Болтун. Детская комната. Морские мегеры - страница 102
Но чем тогда объяснить разочарование, взрыв ненависти к словам, к «мишурным речам» в «Мегерах»? Дело в том, что само напряжение, с каким Дефоре вел этот поиск, наполняло его предвидением тщетности любых стараний, — отсюда минуты отрезвления, тревоги, кризисов: отсюда «Болтун», написанный вслед за «Попрошайками», а потом — сожженный роман, рассказы, в которых критическая отстраненность постоянно нарастала, вплоть до неизбежного трагического предела, отраженного последним из них — «В зеркале». Неистовая интонация «Мегер» показывает, какая глубокая печаль владеет автором, окончательно разочаровавшимся в вымысле, — а что, как не литературная фикция, составляет самую суть «мишурных речей»? Казалось бы, из этой ситуации нет выхода: поэт должен положить перо. Действительно, после «Мегер» вымысел практически исчезает из творчества Дефоре. Однако писать он не перестает, продолжая поиск уже в новых для себя условиях, как они ни тяжелы (ведь вымысел, воссоздание себя в художественном образе, — это все еще обитание в родимом доме, а писатель, оставшийся один на один с сырым, внелитературным присутствием мира, чувствует себя сиротой). И все же главная перемена, свершившаяся в «Морских мегерах», заключается в том, что эта поэма, выход из которой означен «аркой» не-знания, не-бытия, «чистого ничто», высящейся по ту сторону слов, занимает в ряду произведений Дефоре, прежде посвященных лишь неутомимому исследованию диалектики вымысла, совершенно новое место — это именно поэма, первый истинный акт поэзии, вступающей в борьбу с вымыслом и тем самым открывающей для бытийного опыта, который вымысел заслоняет своими обедненными образами, возможность проникновения в слова говорящего субъекта. И сам этот субъект отныне включается в свои слова принципиально иначе, чем раньше: уже не как миф, образующий часть фикции, а как живой человек, чье существование, сколь бы непрозрачным и горестным оно ни было, переплетается с существованием других живых людей.
Поскольку в нашем очерке речь шла в первую очередь о проблеме целостности и самотождественности «я», нельзя не упомянуть еще одну важную и во многом загадочную особенность словесной работы Дефоре, тем более что в переводе эта особенность по очевидным причинам не могла быть замеченной подавляющим большинством читателей. Я имею в виду заимствования — пространное или отрывочное, дословное или неявное, «распыленное» цитирование других авторов, к которому Дефоре особенно широко прибегает в ранних своих произведениях — «Попрошайках» и «Болтуне», хотя и не только в них.
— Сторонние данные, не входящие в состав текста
PR #2243, opened 2024-11-12
Add Prog to Create a new VM for a DNS Server

aamederen:
Add Prog to Create a new VM for a DNS Server

We didn't have any automation for creation of VMs to server DNS servers
and the process consisted of many manual error-prone steps.

In this change, we introduce SetupDnsServerVM prog, which makes it
straightforward to create fully-functional DNS servers from scratch
(which could be useful for development environments for now and prod in
the future) as well as adding VMs to existing DNS servers.

While working on this, I noticed that we don't have a config variable
for the project holding the DNS service resources we use in prod, so I
created that. You also need to populate that in the dev env. DnsServer
class itself doesn't hold that value (but DnsZone does) so that addition
could be another beginner-friendly task.

Usage is like this:
```ruby
# Get or create a DNS server
ds = DnsServer.first || DnsServer.create_with_id(name: "elephant")

# Create some zones if not exists
dz1 = DnsZone.create_with_id(
    project_id: Config.dns_service_project_id,
    name: "test1.ubicloud.com",
    last_purged_at: Time.now
)
dz2 = DnsZone.create_with_id(
    project_id: Config.dns_service_project_id,
    name: "test2.ubicloud.com",
    last_purged_at: Time.now
)

# Create corresponding DNS Zone Nexus Strands
Strand.create(prog: "DnsZone::DnsZoneNexus", label: "wait") { _1.id = dz1.id }
Strand.create(prog: "DnsZone::DnsZoneNexus", label: "wait") { _1.id = dz2.id }

# Associate the zones we have to the VM
dz1.add_dns_server DnsServer.first
dz2.add_dns_server DnsServer.first

# Create a few Records in each
["hebele", "hubele", "asdasd-asdasd-asd", "123123"].each do |r|
dz1.insert_record(record_name: "#{r}.#{dz1.name}", type: "A", ttl:10, data: "0.1.1.0")
dz2.insert_record(record_name: "#{r}.#{dz2.name}", type: "A", ttl:10, data: "0.1.1.0")
end

# Watch the VM getting created
st = Prog::DnsZone::SetupDnsServerVm.assemble(DnsServer.first.id)

# Validate after VM is created
`nslookup hebele.test1.ubicloud.com #{st.reload.vm.sshable.host}`

```

Note that concurrency between the VM creation, zone operations and
records are not handled in the best way. So it's advised to double-check
the results after the VM is created in prod environment.

We have a ton more to do for a proper DNS service lifecycle. A few
ideas:
- Health check for DNS servers and VMs
- Check-ups for consistency among the VMs of a DNS server
- Ability to add/remove DNS zones
- More validation about multiple DNS servers
- DnsServer belongs to a project

While working on this task, I thought that as we build more capabilities around DNS service, we will need the
purge logic to be called from various places, just to be sure
we can get the latest clean snapshot of the records.

### DIFF
--- a/config.rb
+++ b/config.rb
@@ -185,4 +185,7 @@ module Config
 
   # AI
   optional :inference_endpoint_service_project_id, string
+
+  # DNS
+  optional :dns_service_project_id, string
 end
--- a/model/dns_zone/dns_zone.rb
+++ b/model/dns_zone/dns_zone.rb
@@ -51,6 +51,40 @@ class DnsZone < Sequel::Model
     incr_refresh_dns_servers
   end
 
+  def purge_obsolete_records
+    DB.transaction do
+      # These are the records that are obsoleted by a another record with the
+      # same fields but newer date. We can delete them even if they are not
+      # seen yet.
+      obsoleted_records = records_dataset
+        .join(
+          records_dataset
+            .select_group(:dns_zone_id, :name, :type, :data)
+            .select_append { max(created_at).as(:latest_created_at) }
+            .as(:latest_dns_record),
+          [:dns_zone_id, :name, :type, :data]
+        )
+        .where { dns_record[:created_at] < latest_dns_record[:latest_created_at] }.all
+
+      # These are the tombstoned records, we can only delete them if they are
+      # seen by all DNS servers. We join with seen_dns_records_by_dns_servers
+      # and count the number of DNS servers to ensure that they are seen by all
+      # DNS servers.
+      dns_server_ids = dns_servers.map(&:id)
+      seen_tombstoned_records = records_dataset
+        .select_group(:id)
+        .join(:seen_dns_records_by_dns_servers, dns_record_id: :id, dns_server_id: dns_server_ids)
+        .where(tombstoned: true)
+        .having { count.function.* =~ dns_server_ids.count }.all
+
+      records_to_purge = obsoleted_records + seen_tombstoned_records
+      DB[:seen_dns_records_by_dns_servers].where(dns_record_id: records_to_purge.map(&:id).uniq).delete(force: true)
+      records_to_purge.uniq(&:id).map(&:destroy)
+
+      update(last_purged_at: Time.now)
+    end
+  end
+
   def add_dot_if_missing(record_name)
     (record_name[-1] == ".") ? record_name : record_name + "."
   end
--- a/model/sshable.rb
+++ b/model/sshable.rb
@@ -139,9 +139,8 @@ class Sshable < Sequel::Model
   end
 
   def available?
-    cmd("true")
-    true
-  rescue
+    cmd("true") && true
+  rescue Net::SSH::Disconnect, Net::SSH::ConnectionTimeout, Errno::ECONNRESET, Errno::ECONNREFUSED, IOError
     false
   end
 
--- a/model/sshable.rb
+++ b/model/sshable.rb
@@ -138,6 +138,13 @@ class Sshable < Sequel::Model
     Thread.current[:clover_ssh_cache]&.delete([host, unix_user])
   end
 
+  def available?
+    cmd("true")
+    true
+  rescue
+    false
+  end
+
   def self.reset_cache
     return [] unless (cache = Thread.current[:clover_ssh_cache])
 
--- a/prog/dns_zone/setup_dns_server_vm.rb
+++ b/prog/dns_zone/setup_dns_server_vm.rb
@@ -1,0 +1,144 @@
+# frozen_string_literal: true
+
+class Prog::DnsZone::SetupDnsServerVm < Prog::Base
+  subject_is :vm, :sshable
+
+  def self.assemble(dns_server_id, name: nil, vm_size: "standard-2", storage_size_gib: 30, location: "hetzner-fsn1")
+    unless (dns_server = DnsServer[dns_server_id])
+      fail "No existing Dns Server"
+    end
+
+    unless Project[Config.dns_service_project_id]
+      fail "No existing Project"
+    end
+
+    name ||= "#{dns_server.ubid}-#{SecureRandom.alphanumeric(8).downcase}"
+
+    DB.transaction do
+      vm_st = Prog::Vm::Nexus.assemble_with_sshable(
+        "ubi",
+        Config.dns_service_project_id,
+        location: location,
+        name: name,
+        size: vm_size,
+        storage_volumes: [
+          {encrypted: true, size_gib: storage_size_gib}
+        ],
+        boot_image: "ubuntu-jammy",
+        enable_ip4: true
+      )
+
+      Strand.create_with_id(prog: "DnsZone::SetupDnsServerVm", label: "start", stack: [{subject_id: vm_st.id, dns_server_id: dns_server_id}])
+    end
+  end
+
+  def ds
+    @ds ||= DnsServer[frame["dns_server_id"]]
+  end
+
+  label def start
+    nap 5 unless vm.strand.label == "wait"
+    register_deadline(nil, 15 * 60)
+    hop_prepare
+  end
+
+  label def prepare
+    sshable.cmd <<~SH
+sudo sed -i 's/#DNSStubListener=yes/DNSStubListener=no/' /etc/systemd/resolved.conf
+sudo sed -i ':a;N;$!ba;s/127.0.0.1 localhost\\n\\n#/127.0.0.1 localhost\\n127.0.0.1 #{vm.inhost_name}\\n\\n#/' /etc/hosts
+sudo ln -sf /run/systemd/resolve/resolv.conf /etc/resolv.conf
+sudo apt-get update
+sudo apt-get -y install apt-transport-https ca-certificates wget
+sudo wget -O /usr/share/keyrings/cznic-labs-pkg.gpg https://pkg.labs.nic.cz/gpg
+echo "deb [signed-by=/usr/share/keyrings/cznic-labs-pkg.gpg] https://pkg.labs.nic.cz/knot-dns jammy main" | sudo tee /etc/apt/sources.list.d/cznic-labs-knot-dns.list
+sudo apt-get update
+sudo systemctl reboot
+    SH
+
+    hop_setup_knot
+  end
+
+  label def setup_knot
+    nap 5 unless sshable.available?
+
+    sshable.cmd <<~SH
+sudo apt-get -y install knot
+echo "KNOTD_ARGS="-C /var/lib/knot/confdb"" | sudo tee -a /etc/default/knot
+    SH
+
+    knot_config = <<-CONF
+server:
+    rundir: "/run/knot"
+    user: "knot:knot"
+    listen: [ "0.0.0.0@53", "::@53" ]
+
+log:
+  - target: "syslog"
+    any: "info"
+
+database:
+    storage: "/var/lib/knot"
+
+acl:
+  - id: "allow_dynamic_updates"
+    address: "127.0.0.1/32"
+    action: "update"
+
+template:
+  - id: "default"
+    storage: "/var/lib/knot"
+    file: "%s.zone"
+    acl: "allow_dynamic_updates"
+    zonefile-sync: "60"
+    zonefile-load: "difference"
+    journal-content: "all"
+
+
+zone:
+  #{ds.dns_zones.map { |dz| "- domain: \"#{dz.name}.\"" }.join("\n  ")}
+    CONF
+
+    sshable.cmd("sudo tee /etc/knot/knot.conf > /dev/null", stdin: knot_config)
+
+    hop_sync_zones
+  end
+
+  label def sync_zones
+    nap 5 if ds.dns_zones.any?(&:refresh_dns_servers_set?)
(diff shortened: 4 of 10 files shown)


model/dns_zone/dns_zone.rb
```diff
@@ -52,6 +52,40 @@ def delete_record(record_name:, type: nil, data: nil)
     incr_refresh_dns_servers
   end
 
+  def purge
+    DB.transaction do
```
byucesoy, line 56: State machines already run in transaction. You don't need transaction block here.

config.rb
```diff
@@ -179,4 +179,7 @@ def self.test?
```
byucesoy, line 179: typo in the commit message; `ibi-cloud`.

model/sshable.rb
```diff
@@ -138,6 +138,13 @@ def invalidate_cache_entry
     Thread.current[:clover_ssh_cache]&.delete([host, unix_user])
   end
 
+  def available?
```
byucesoy, line 141: This feels like a weird way to check availability. It seems we use this to ensure the VM is up before running actual command through SSH. In that case, couldn't we just rescue the error from that command (which is what we do usually in similar scenarios)?

Since this falls into programming model bucket, I wonder what @fdr would suggest for this case.

prog/dns_zone/setup_dns_server_vm.rb
```diff
@@ -0,0 +1,137 @@
...
+    unless (dns_server = DnsServer[dns_server_id])
+      fail "No existing Dns Server"
+    end
+
+    project_id ||= (Config.production? || Config.dns_service_project_id) ? Config.dns_service_project_id : Project.order_by(:created_at).first.id
+    unless (project = Project[project_id])
+      fail "No existing Project"
+    end
+
+    name ||= dns_server.ubid.to_s + SecureRandom.alphanumeric(8).downcase
```
byucesoy, line 16: Maybe add a dash or underscore in between.

prog/dns_zone/setup_dns_server_vm.rb
```diff
@@ -0,0 +1,137 @@
...
+
+  label def sync_zones
+    nap 5 unless sshable.available?
+
+    nap 5 if ds.dns_zones.any?(&:refresh_dns_servers_set?)
+
+    ds.dns_zones.each do |dz|
+      zone_config = <<-CONF
+#{dz.name}.          3600    SOA     ns.#{dz.name}. #{dz.name}. 37 86400 7200 1209600 3600
+#{dz.name}.          3600    NS      elephant.ns.ubicloud.com.
```
byucesoy, line 105: `elephant.ns.ubicloud.com` part should come from dns_server's name.

prog/dns_zone/setup_dns_server_vm.rb
```diff
@@ -0,0 +1,137 @@
...
+
+  label def configure_knot
+    nap 5 unless vm.strand.label == "wait"
+
+    register_deadline(nil, 15 * 60)
+
+    sshable.cmd <<~SH
+sudo sed -i 's/#DNSStubListener=yes/DNSStubListener=no/' /etc/systemd/resolved.conf
+sudo sed -i ':a;N;$!ba;s/127.0.0.1 localhost\\n\\n#/127.0.0.1 localhost\\n127.0.0.1 #{vm.inhost_name}\\n\\n#/' /etc/hosts
+sudo ln -sf /run/systemd/resolve/resolv.conf /etc/resolv.conf
```
byucesoy, line 48: I think it would be better if we reboot after this, so knot would be installed cleaner without any errors in the systemd logs due to not being able to bind.

prog/dns_zone/setup_dns_server_vm.rb
```diff
@@ -0,0 +1,137 @@
...
+    @ds ||= DnsServer[frame["dns_server_id"]]
+  end
+
+  label def configure_knot
+    nap 5 unless vm.strand.label == "wait"
+
+    register_deadline(nil, 15 * 60)
+
+    sshable.cmd <<~SH
+sudo sed -i 's/#DNSStubListener=yes/DNSStubListener=no/' /etc/systemd/resolved.conf
```
byucesoy, line 46: AFAIR, we also need to specify alternative DNS resolvers such as Cloud9 or Cloudflare.

model/dns_zone/dns_zone.rb
```diff
@@ -52,6 +52,40 @@ def delete_record(record_name:, type: nil, data: nil)
     incr_refresh_dns_servers
   end
 
+  def purge
```
byucesoy, line 55: Maybe rename this to `purge_obsoleted_records`.

prog/dns_zone/setup_dns_server_vm.rb
```diff
@@ -0,0 +1,137 @@
...
+#{dz.name}.          3600    NS      elephant.ns.ubicloud.com.
+      CONF
+      sshable.cmd("sudo -u knot tee /var/lib/knot/#{dz.name}.zone > /dev/null", stdin: zone_config)
+    end
+
+    sshable.cmd "sudo systemctl restart knot"
+
+    ds.dns_zones.each(&:purge)
+
+    commands = ds.dns_zones.flat_map do |dz|
```
byucesoy, line 114: I don't think this is concurrency safe. What if something changes in the dns zone after we read the records?

byucesoy (commented):
Thanks a lot, this will simplify the development a lot.

model/dns_zone/dns_zone.rb
enescakir: Since it is in the model, we can run it through the model in `pry`. Therefore, having DB.transaction could be beneficial.

prog/dns_zone/setup_dns_server_vm.rb
enescakir: Underscore is not allowed in our names. Dash works

enescakir, line 16: nit: removes `.to_s`
```suggestion
    name ||= "#{dns_server.ubid}-#{SecureRandom.alphanumeric(8).downcase}"
```

prog/dns_zone/setup_dns_server_vm.rb
```diff
@@ -0,0 +1,137 @@
...
+  end
+
+  def ds
+    @ds ||= DnsServer[frame["dns_server_id"]]
+  end
+
+  label def configure_knot
+    nap 5 unless vm.strand.label == "wait"
+
+    register_deadline(nil, 15 * 60)
```
enescakir, line 43: We generally use `start` as initial label. These two lines might extracted as `start`

config.rb
aamederen: That was intentional (FWIW ibi is used for Turkey, the animal in a local dialect)

model/sshable.rb
aamederen: Yeah, I was surprised with the lack of a general purpose `available?` method for sshable. In this change, since I do a reboot and wait for it to finish, I would need something like this anyway, so putting into the sshable felt better.

prog/dns_zone/setup_dns_server_vm.rb
aamederen: Yeah, it's not concurrency-safe, but I would prefer putting it as a future work. I've already added that to the backlog.

prog/dns_zone/setup_dns_server_vm.rb
```diff
@@ -0,0 +1,137 @@
...
+
+class Prog::DnsZone::SetupDnsServerVm < Prog::Base
+  subject_is :vm, :sshable
+
+  def self.assemble(dns_server_id, name: nil, project_id: nil, vm_size: "standard-2", storage_size_gib: 30, location: "hetzner-fsn1")
+    unless (dns_server = DnsServer[dns_server_id])
+      fail "No existing Dns Server"
+    end
+
+    project_id ||= (Config.production? || Config.dns_service_project_id) ? Config.dns_service_project_id : Project.order_by(:created_at).first.id
```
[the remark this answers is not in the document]
aamederen: Alright. I thought maybe this would make things easier for the dev envs, but fair assumption.

model/dns_zone/dns_zone.rb
aamederen: Exactly my thoughts

prog/dns_zone/setup_dns_server_vm.rb
aamederen: Good catch, thanks

prog/dns_zone/setup_dns_server_vm.rb
aamederen: Okay, made the change, although it cost a new state (or a side benefit?).

model/dns_zone/dns_zone.rb
aamederen: Renamed this and the state in the nexus

prog/dns_zone/setup_dns_server_vm.rb
aamederen: Thanks!

prog/dns_zone/setup_dns_server_vm.rb
aamederen: Good point, made the change

model/dns_zone/dns_zone.rb
byucesoy: Makes sense.

prog/dns_zone/setup_dns_server_vm.rb
byucesoy: Sorry, I meant Quad9. In any case, it seems this is not required. Normally after disabling systemd-resolved, DNS queries for external websites would stop working so we had to specify an external DNS server, but I just tested and it seems to work.

prog/dns_zone/setup_dns_server_vm.rb
byucesoy: For development, I think this is fine.

byucesoy (approved):
Apart from the new `available?` method, I think this looks good. For the `available?` method, I'm fine with whatever @fdr prefers.

model/sshable.rb
fdr: Not opposed in principle, but looking at how it is used here, I can see why it was not written earlier: why start by running the script you want rather than saying: "can I run my command?" first, then running it anyway? You always have to deal with a possible error for each cmd, why add another one? This reminds me of the unix classic, people that check: "stat" on a file before "unlink" (that is, `if [-f file] rm file`), only to then be subject to race conditions and required to handle exceptions from "unlink" anyway. The most common practice is to go ahead and try to do what you need to do and handle the exceptions once.

In theory I can imagine `available?` being useful if you have a number of complicated side effects outside/before the ssh, and you want to heuristically check whether you have a good chance at succeeding with the ssh command before going ahead. But in practice, given that every ssh command is liable to fail and needs idempotency handling, this seems to never quite happen.

model/sshable.rb
```diff
@@ -138,6 +138,13 @@ def invalidate_cache_entry
...
+    cmd("true")
+    true
+  rescue
```
fdr, line 144: also, blanket rescue is probably no what I'd do here, it can pick up a lot of stuff. 

We have a laundry list of ioerror-and-similar in host_nexus.rb:

`    rescue Net::SSH::Disconnect, Net::SSH::ConnectionTimeout, Errno::ECONNRESET, Errno::ECONNREFUSED, IOError`

So how about this: there's probably something here to make life a bit better, by encapsulating the "IOError and Friends" list, by using a block or possibly a flag to cmd. Maybe that can square the circle? The other reason I can think to do what you are doing is this `rescue` making the caller simpler.

aamederen: >The other reason I can think to do what you are doing is this rescue making the caller simpler.

That's correct, also I thought this was similar to `HostNexus#available`. 

I am taking a stab now to make it more elegant, but if I can't come up with an good solution to wrap "expected exceptions", I will revert this part and handle the exception in the caller.

model/sshable.rb
aamederen: In this case, we know the ssh command will fail, until the reboot finishes. There are 2 cases for it: in the host_nexus reboot and here. I think explicitly checking the availability in these cases makes the code a little bit more clear. 

about logistics: let me close this conversation and continue the discussion here: https://github.com/ubicloud/ubicloud/pull/2243#discussion_r1869512597

model/sshable.rb
aamederen: I made the rescue catch only the "IOerror and friends", also modified the code in hostnexus to separate availability check. Not sure if that's good enough, if not jut LMK and I will remove the available? function.

fdr (approved):
I think Burak is the authority here. I sort of don't like `available?` as a concept, since all this I/O can fail (it's a bit like `if File.exist? then File.unlink` the moment you hit the next command), but, I can appreciate one thing about it: it avoids the exponential backoff behavior in a common case, which may be case here. Rethinking this subtly is not a reason to block the patch though. I would just discourage use of `available?` except in very specific circumstances, it invites a kind of monotonic logic (if it works, the rest will work) that is false.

В последнее время об этом писали не раз, а Эмманюэль Делапланш в своей недавней диссертации попытался такие заимствования каталогизировать, составив обширные «библиотеки», образующие фон ранней прозы Дефоре[54]. Библиотека «Болтуна» включает тексты Бретона, М. Лейриса, Арагона, Кафки, Фолкнера, Хемингуэя, Г. Миллера, Дос Пассоса (эти писатели цитируются или перефразируются чаще прочих), а также Констана, Бальзака, Де Квинси, Сартра, Бланшо, Батая, Жува, Достоевского, Клейста и других, включая несколько неожиданных авторов — скажем, Маркса и Энгельса, Ремизова и самого Дефоре (роман «Попрошайки»), Признаюсь честно: я, читая повесть впервые, этой сквозной цитатности не уловил; а когда еще до начала работы над переводом узнал о том, что она прослоена заимствованиями, и ознакомился затем с диссертацией Делапланша, то решил переводить «Болтуна» так же, как любое другое произведение, не заглядывая в источники цитат и не сближая свою версию с их переводами на русский. Легко было предвидеть, что русский читатель не опознает подобные отсылки, а некоторая стилевая немаркированность, «ничейность» словесной материи оригинала все равно будет ощутима; кроме того, не хотелось, да и не всегда представлялось возможным продвигаться в границах, обусловленных выбором коллег, которые, понятно, решали свои собственные задачи.